(Collected data entries)
PR #2936, opened 2026-05-12
EDM-3870: Remove db migration job before a new one is created

rawagner:


deploy/helm/flightctl/templates/db/flightctl-db-migration-job.yaml
```diff
@@ -22,20 +22,12 @@
 ---
 {{- end }}
 
-{{- if .Release.IsUpgrade }}
+{{- $hookPhase := ternary "pre-upgrade" "post-install" .Release.IsUpgrade }}
```
sk-ilya, line 25: Won't it cause issues with
https://github.com/flightctl/flightctl/blob/1840251fcc03e42d2b1917fa843fe7887861c577/deploy/helm/flightctl/templates/_helpers.tpl#L451-L464
?

rawagner: You are right, this can cause issues.

I've updated the helper to check job's revision against the expected revision (IOW expected revision is the pod's revision).

the job name is now static, so the querying is simpler (not by label selector, but by job name)

`job_revision == expected` or `job not found` -> wait for the job
`job_revision > expected`  -> This is a corner case where user started an upgrade and didnt enable pod scale-down and before the migration job finished, an old pod was restarted. When the old pod starts it looks up the migration job and if the job_revision is higher than expected revision it means that the upgrade is in progress, the old migration was completed and the pod can start.

sk-ilya: There is still a chicken-and-egg problem on install. The pods wait for the job, but the job runs post-install, so the deployment will fail when using `--wait`.
Perhaps it would be cleaner for the migration job to record the schema (=app) version in the DB itself? and for the init containers to just wait until that version is >= the required version, instead of relying on hooks ordering / presence of jobs / other fragile things... The migration  job can be launched as a regular job in this case, not as a hook.

rawagner: `--wait` is not new - we always had this problem. If we want to fix that, we should have a separate JIRA/PR for it.

sk-ilya (approved):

### What to produce:
For each line shown above, write an exact copy.

### Written solution:
PR #2936, opened 2026-05-12
EDM-3870: Remove db migration job before a new one is created

rawagner:


deploy/helm/flightctl/templates/db/flightctl-db-migration-job.yaml
```diff
@@ -22,20 +22,12 @@
 ---
 {{- end }}
 
-{{- if .Release.IsUpgrade }}
+{{- $hookPhase := ternary "pre-upgrade" "post-install" .Release.IsUpgrade }}
```
sk-ilya, line 25: Won't it cause issues with
https://github.com/flightctl/flightctl/blob/1840251fcc03e42d2b1917fa843fe7887861c577/deploy/helm/flightctl/templates/_helpers.tpl#L451-L464
?

rawagner: You are right, this can cause issues.

I've updated the helper to check job's revision against the expected revision (IOW expected revision is the pod's revision).

the job name is now static, so the querying is simpler (not by label selector, but by job name)

`job_revision == expected` or `job not found` -> wait for the job
`job_revision > expected`  -> This is a corner case where user started an upgrade and didnt enable pod scale-down and before the migration job finished, an old pod was restarted. When the old pod starts it looks up the migration job and if the job_revision is higher than expected revision it means that the upgrade is in progress, the old migration was completed and the pod can start.

sk-ilya: There is still a chicken-and-egg problem on install. The pods wait for the job, but the job runs post-install, so the deployment will fail when using `--wait`.
Perhaps it would be cleaner for the migration job to record the schema (=app) version in the DB itself? and for the init containers to just wait until that version is >= the required version, instead of relying on hooks ordering / presence of jobs / other fragile things... The migration  job can be launched as a regular job in this case, not as a hook.

rawagner: `--wait` is not new - we always had this problem. If we want to fix that, we should have a separate JIRA/PR for it.

sk-ilya (approved):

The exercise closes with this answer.